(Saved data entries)
———
PR #69, opened 2016-11-16
Add new class WikiFile (fixes #58)

### LINKED ISSUE #58: New class WikiFile
I need the ability to get information about files, and to upload them. I've started writing a new `WikiFile` class for this, still need to write the upload (and download, while I'm at it) methods. But I'd like to commit it after the changelog re-org and release tag are done, in order not to mingle branches/commits too much. So this is your cue, @waldyrious. :sunglasses:

Xymph:
See #58. The first commit adds the class with all magic methods, getters, and download/upload methods. The second one integrates it with Wikimate and provides the underlying session actions for download/upload.

### DIFF
--- a/Wikimate.php
+++ b/Wikimate.php
@@ -858,3 +858,501 @@ class WikiPage
 		return -1;
 	}
 }
+
+
+/**
+ * Models a wiki file that can have its properties retrieved and
+ * its contents downloaded and uploaded.
+ * All properties pertain to the current revision of the file.
+ *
———
» What to do
Lines in the records above that carry the word "commit" are to be located and copied.

» Result for this exercise
I need the ability to get information about files, and to upload them. I've started writing a new `WikiFile` class for this, still need to write the upload (and download, while I'm at it) methods. But I'd like to commit it after the changelog re-org and release tag are done, in order not to mingle branches/commits too much. So this is your cue, @waldyrious. :sunglasses:
See #58. The first commit adds the class with all magic methods, getters, and download/upload methods. The second one integrates it with Wikimate and provides the underlying session actions for download/upload.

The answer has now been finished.